Olayın hemen sonrasında bilinen herhangi bir örgütün saldırının sorumluluğunu üstlenerek açıklamada bulunmaması, olası failler üzerine spekülasyona yol açtı. Failler ise hala bulunmuş değil.
AK Partili Orman ve Su İşleri Bakanı Veysel Eroğlu, katliamın HDP'yi ‘mağdur duruma düşmek’ için yapılan bir ‘provokatif eylem’ olduğu yönünde açıklamalarda bulundu.

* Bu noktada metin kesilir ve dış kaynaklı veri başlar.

Issue #886, opened 2024-09-12
Manager: Filter to outdated toggle does not work


BigRoy:
### Is there an existing issue for this?

- [X] I have searched the existing issues

### Current Behavior:

When **Filter to outdated** is enabled no filtering occurs.

![filter_to_outdated](https://github.com/user-attachments/assets/c936c0a3-1740-48d3-aeb9-63e98cd53590)

Reproduced in Maya 2024.2 and Fusion 18 - so I suppose issue is in core.
There is no logged error.

### Expected Behavior:

Only the "red versioned" entries should remain listed with the filter enabled.

### Version

1.0.0

### What platform you are running on?

Windows

### Steps To Reproduce:

1. Load multiple versions
2. Enable "Filter to outdated"

### Are there any labels you wish to add?

- [X] I have added the relevant labels to the bug report.

LiborBatek:
Quite important to fix it...yet over month without any progress @iLLiCiTiT

PR #999, opened 2024-11-07
Scene manager: Filter to outdated toggle does work

iLLiCiTiT:
## Changelog Description
Filter to outdated works again in scene inventory.

## Testing notes:
1. Open host of your choice.
2. Open loader.
3. Load some representations that are **not** from latest version and some that are from latest version.
4. In Scene manager check `Filter to outdated`.
5. It should keep only those that are outdated.

Resolves https://github.com/ynput/ayon-core/issues/886


BigRoy (approved):
Tested in Maya 2025 and Fusion 19. Works! 🚀

LiborBatek (approved):
Have been tested in ```maya 2024``` and all working nicely.

Issue #1007, opened 2024-11-11
Loader tool: Selection changes upon just hover over Version Column


LiborBatek:
### Is there an existing issue for this?

- [x] I have searched the existing issues

### Current Behavior:

Currently when hovering over ```Version``` column user selection will change without even clicking other product.

As below:

![Image](https://github.com/user-attachments/assets/2a23bf8a-6ed2-49d4-b6cb-6205ec8ddd5f)

### Expected Behavior:

The selection shouldnt change without user clicking any other product(s) but stay as is.

### Version

1.0.0

### What platform you are running on?

Windows

### Steps To Reproduce:

1) Open Loader and select some product via left click
2) Hover over ```Version``` column to other product
3) Selection from step 1) will change without users will

### Are there any labels you wish to add?

- [x] I have added the relevant labels to the bug report.

### Relevant log output:

```shell

```

BigRoy:
I can't reproduce this on my end. Is this tray loader, or within a certain host?

LiborBatek:
> I can't reproduce this on my end. Is this tray loader, or within a certain host?
> 
> It does do it for me if I keep middle mouse selected when hovering it though.

been experienced in ```blender``` and ```UE```....

iLLiCiTiT:
I did replicate it in tray loader, in maya and in nuke.

PR #1008, opened 2024-11-11
Loader UI: Don't change selection on version combobox hover

iLLiCiTiT:
## Changelog Description
Product/version selection does not change on hover over version combobox.

## Additional info
It looks like views do change selection based on focus and having available editor widget. It skips that logic if editor has `NoFocus` policy. Based on documentation they should have set focus policy ti `NoFocus` as we don't want to be able to "focus" into the widget.

## Testing notes:
1. Hover over version combobox does not change selection of products in loader tool.
2. It is possible to change version in loader tool ->this should be probably tested in Qt native DCC (e.g. maya) and some non-native DCC (e.g. blender).

Resolves https://github.com/ynput/ayon-core/issues/1007


LiborBatek (approved):
Have been tested in ```maya``` ```blender``` ```unreal``` and all working as expected...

Başlangıçta hükümet, faillerin hükümet karşıtı gruplardan Irak ve Şam İslam Devleti (IŞİD/DEAŞ), Kürdistan İşçi Partisi (PKK), Devrimci Halk Kurtuluş Partisi-Cephesi (DHKP-C) ve Marksist Leninist Komünist Parti (MLKP)'nin herhangi birisinin olabileceğini önerdi. Dönemin Başbakanı Ahmet Davutoğlu, saldırıdan iki gün sonra yaptığı açıklamada birinci öncelik olarak IŞİD/DEAŞ’i araştırdıklarını dile getirdi.

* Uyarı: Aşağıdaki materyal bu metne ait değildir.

PR #1010, opened 2024-11-12
Allow CSV ingest to create new shots.

robin-ynput:
## Changelog Description
Paragraphs contain detailed information on the changes made to the product or service, providing an in-depth description of the updates and enhancements. They can be used to explain the reasoning behind the changes, or to highlight the importance of the new features. Paragraphs can often include links to further information or support documentation.

## Additional info

## Testing notes:
1. start with this step
2. follow this step

### DIFF
--- a/client/ayon_core/plugins/publish/collect_hierarchy.py
+++ b/client/ayon_core/plugins/publish/collect_hierarchy.py
@@ -13,8 +13,8 @@ class CollectHierarchy(pyblish.api.ContextPlugin):
 
     label = "Collect Hierarchy"
     order = pyblish.api.CollectorOrder - 0.076
-    families = ["shot"]
-    hosts = ["resolve", "hiero", "flame"]
+    families = ["shot", "csv_ingest_shot"]
+    hosts = ["resolve", "hiero", "flame", "traypublisher"]
 
     def process(self, context):
         project_name = context.data["projectName"]
@@ -38,8 +38,9 @@ class CollectHierarchy(pyblish.api.ContextPlugin):
             ):
                 continue
 
-            # exclude if not masterLayer True
-            if not instance.data.get("heroTrack"):
+            # exclude if not CSV ingest shot and not masterLayer True
+            if ("csv_ingest_shot" not in families and
+                not instance.data.get("heroTrack")):
                 continue
 
             shot_data = {
@@ -49,7 +50,10 @@ class CollectHierarchy(pyblish.api.ContextPlugin):
                 "folder_type": "Shot",
                 "tasks": instance.data.get("tasks") or {},
                 "comments": instance.data.get("comments", []),
-                "attributes": {
+            }
+
+            if "csv_ingest_shot" not in families:
+                shot_data["attributes"] =  {
                     "handleStart": instance.data["handleStart"],
                     "handleEnd": instance.data["handleEnd"],
                     "frameStart": instance.data["frameStart"],
@@ -60,8 +64,8 @@ class CollectHierarchy(pyblish.api.ContextPlugin):
                     "resolutionWidth": instance.data["resolutionWidth"],
                     "resolutionHeight": instance.data["resolutionHeight"],
                     "pixelAspect": instance.data["pixelAspect"],
-                },
-            }
+                }          
+
             # Split by '/' for AYON where asset is a path
             name = instance.data["folderPath"].split("/")[-1]
             actual = {name: shot_data}
--- a/client/ayon_core/plugins/publish/extract_hierarchy_to_ayon.py
+++ b/client/ayon_core/plugins/publish/extract_hierarchy_to_ayon.py
@@ -22,7 +22,7 @@ class ExtractHierarchyToAYON(pyblish.api.ContextPlugin):
 
     order = pyblish.api.ExtractorOrder - 0.01
     label = "Extract Hierarchy To AYON"
-    families = ["clip", "shot"]
+    families = ["clip", "shot", "csv_ingest_shot"]
 
     def process(self, context):
         if not context.data.get("hierarchyContext"):


iLLiCiTiT:
We're adding a lot of csv ingest specific logic into core global plugin. There is `"csv_ingest_shot"` family, why it is not `"shot"` in traypublisher? Why we don't set attributes during csv ingest?

robin-ynput:
> We're adding a lot of csv ingest specific logic into core global plugin. There is `"csv_ingest_shot"` family, why it is not `"shot"` in traypublisher? Why we don't set attributes during csv ingest, could we handle that in a different way?

That's a very good point. I tried to explain it in the other PR but let me report it here as well. 
The `"shot"` family expects a lot of timeline/resolution data that comes mostly from OTIO and the editorial host but which do not not exist for CSV ingestion. So I though about those options:
a- tweak `ayon_core` to allow CSV to re-use a subset of the `"shot"` plugins for shot creation
b- duplicate some `"shot"` core logic and create new plugins for CSV ingestion in `ayon_traypublisher`
c- Somehow compute some OTIO and resolution data from ingested material in CSV.

Imo options `b` was making me duplicate a lot of code and `c` was way out of the scope of the PR so I went with `a`.. But very happt to change this if you guys disagree or think of something better.

jakubjezek001 (approved):
Looking good

iLLiCiTiT:
100% add comments why are we doing stuff when there is csv publish for future reference (nobody will remember why it is there). My point is that we might not make it based on `csv_ingest_shot` but on some more "generic" family (without `csv` in it). Or make the logic data based instead of family based.

And maybe think about why `heroTrack` is not filled in traypublisher, and why we don't fill attributes?

jakubjezek001:
> Imo options `B` was making me duplicate a lot of code and `C` was too way out of the scope of the initial request so I went with `A`.. But very happy to change this if you guys disagree or think of something better.

I like `A` too. Perhaps if it would be possible we could just simply enhance `ayon-traypublisher\client\ayon_traypublisher\plugins\publish\collect_shot_instances.py` plugin to allow both shot type instances. Since you can identify editorial type of shot instances by "creator_identifier" instance data key, it would make more sense perhaps stau within the scope of `shot` family but change the way the data are collected in mentioned plugin. 

```
creator_identifier = instance.data["creator_identifier"]
    if creator_identifier == "editorial_shot":
          # do editorial related otio clip evaluation
	else:
		# do csv ingest logic.
```

client/ayon_core/plugins/publish/collect_hierarchy.py
```diff
@@ -13,8 +13,8 @@ class CollectHierarchy(pyblish.api.ContextPlugin):
 
     label = "Collect Hierarchy"
     order = pyblish.api.CollectorOrder - 0.076
-    families = ["shot"]
-    hosts = ["resolve", "hiero", "flame"]
+    families = ["shot", "csv_ingest_shot"]
```
iLLiCiTiT, line 16: This is context plugin, it does not need families in filters.
```suggestion
```

client/ayon_core/plugins/publish/extract_hierarchy_to_ayon.py
```diff
@@ -22,7 +22,7 @@ class ExtractHierarchyToAYON(pyblish.api.ContextPlugin):
 
     order = pyblish.api.ExtractorOrder - 0.01
     label = "Extract Hierarchy To AYON"
-    families = ["clip", "shot"]
+    families = ["clip", "shot", "csv_ingest_shot"]
```
iLLiCiTiT, line 25: The same as in Collect Hierarchy, it is context plugin, does not need families filtering.
```suggestion
```

client/ayon_core/plugins/publish/collect_hierarchy.py
```diff
@@ -38,8 +38,9 @@ def process(self, context):
             ):
                 continue
 
-            # exclude if not masterLayer True
-            if not instance.data.get("heroTrack"):
+            # exclude if not CSV ingest shot and not masterLayer True
+            if ("csv_ingest_shot" not in families and
+                not instance.data.get("heroTrack")):
```
iLLiCiTiT, line 43:
```suggestion
            # Skip masterLayer check for traypubliser CSV ingest
            if (
                "csv_ingest_shot" not in families
                and not instance.data.get("heroTrack")
            ):
```

client/ayon_core/plugins/publish/collect_hierarchy.py
```diff
@@ -49,7 +50,10 @@ def process(self, context):
                 "folder_type": "Shot",
                 "tasks": instance.data.get("tasks") or {},
                 "comments": instance.data.get("comments", []),
-                "attributes": {
+            }
+
+            if "csv_ingest_shot" not in families:
```
iLLiCiTiT, line 55:
```suggestion
            # TODO Fill in reason why we don't set attributes for csv_ingest_shot
            if "csv_ingest_shot" not in families:
```

client/ayon_core/plugins/publish/collect_hierarchy.py
```diff
@@ -49,19 +48,32 @@ def process(self, context):
...
+            for shot_attr in SHOT_ATTRS:
+                if shot_attr not in instance.data:
+                    # Shot attribute might not be defined (e.g. CSV ingest)
+                    self.log.debug(
+                        "%s shot attribute is not defined for instance.",
+                        shot_attr
+                    )
+                    continue
+
+                shot_data["attributes"][shot_attr] = instance.data[shot_attr]
```
iLLiCiTiT, line 75: Maybe we should skip even if the key is filled with `None`?
```suggestion
                attr_value = instance.data.get(shot_attr)
                if attr_value is None:                
                    # Shot attribute might not be defined (e.g. CSV ingest)
                    self.log.debug(
                        "%s shot attribute is not defined for instance.",
                        shot_attr
                    )
                    continue

                shot_data["attributes"][shot_attr] = attr_value
```

jakubjezek001 (approved):
it seems that all works as it suppose to.

client/ayon_core/plugins/publish/collect_hierarchy.py
```diff
@@ -32,36 +31,49 @@ def process(self, context):
...
             if not instance.data.get("heroTrack"):
+                self.log.debug("Skipping not a shot from hero track")
                 continue
 
             shot_data = {
                 "entity_type": "folder",
-                # WARNING Default folder type is hardcoded
-                # suppose that all instances are Shots
-                "folder_type": "Shot",
+                # WARNING unless overwritten, default folder type is hardcoded to shot
```
jakubjezek001, line 46: yeah lets keep it as it is. Thanks https://github.com/ynput/ayon-traypublisher/pull/36#issuecomment-2488175999

krishnaavril:
Hey! Can I get the csv template/sample test file, please? for testing

PR #1021, opened 2024-11-22
Editorial: Don't require 'hierarchy' key on instance

iLLiCiTiT:
## Changelog Description
Use `folderPath` to calculate `hierarchy` instead of requiring `hierarchy` on instance data.

## Additional info
The hierarchy was required from OpenPype but with AYON we already have it available on `folderPath`.

## Testing notes:
1. Editorial instances don't have to fill `hierarchy` on instance to be integrated.


jakubjezek001 (approved):
LGTM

Ankara Cumhuriyet Başsavcılığı, canlı bombalardan birinin Suruç bombacısının ağabeyi Yunus Emre Alagöz olduğunu, diğerinin de fotoğrafla teşhisi yapıldığını ve açık kimliğinin belirlenmesi için çalışmaların devam ettiğini, bombacılara yardım ettikleri düşünülen toplam Başbakan Ahmet Davutoğlu saldırının ardından 3 gün süreyle seçim miting ve çalışmalarını iptal edildiğini açıklamış, bununla birlikte 3 gün ulusal yas ilân edildiğini açıkladı. Cumhuriyet Halk Partisi, Olayın gerçekleştiği gün gerçekleşecek olan parti programının iptal edildiği açıklanmıştır. Genel Başkan Kemal Kılıçdaroğlu terörizme karşı her türlü işbirliğine açık olduklarını duyurmuş, CHP Merkez Yönetim Kurulu ise “Güvenlik ve istihbarat kurumlarının hangi gerekçeyle böyle büyük bir zaaf içerisinde olduğunun araştırılmasını talep ediyoruz. Bu olayda ihmali olan tüm siyasi sorumluların gecikmiş de olsa istifa etmelerini bekliyoruz” şeklinde bir açıklama yaptı.
HDP eş başkanı Selahattin Demirtaş, “Zulme karşı boyun eğmeyenlerin direnişiyle bu günleri atlatacağız, ancak hukuk çerçevesinde bunun hesabını da soracağız” diyerek tepki verdi.
Milliyetçi Hareket Partisi Genel Başkanı Devlet Bahçeli, “Türkiye AKP’nin teröre sempatik ve sıcak bakışının, dış politikadaki tarafgir ve gayri milli yaklaşımın bedelini ödemektedir. Canlı bombalar başkentimize kadar gelebilmeyi göze almışken, güvenlik ve istihbarat kurumlarının bundan habersiz kalmaları bir başka sorgulanması, üzerine gidilmesi gereken sorumsuzluk ve ihmalkârlıktır” yorumunu yaptı.
Birçok kişinin hayallerini söndüren bu saldırı, Türkiye Cumhuriyetine yönelik bir saldırıydı. Bu olayda güvenlik zaafiyeti olduğu iddiaları hala dile getiriliyor.
Perde arkasında kimler olduğu, neden yakalanmadıkları ise merak konusu.
Allah böylesine bir acıyı bir daha yaşatmasın.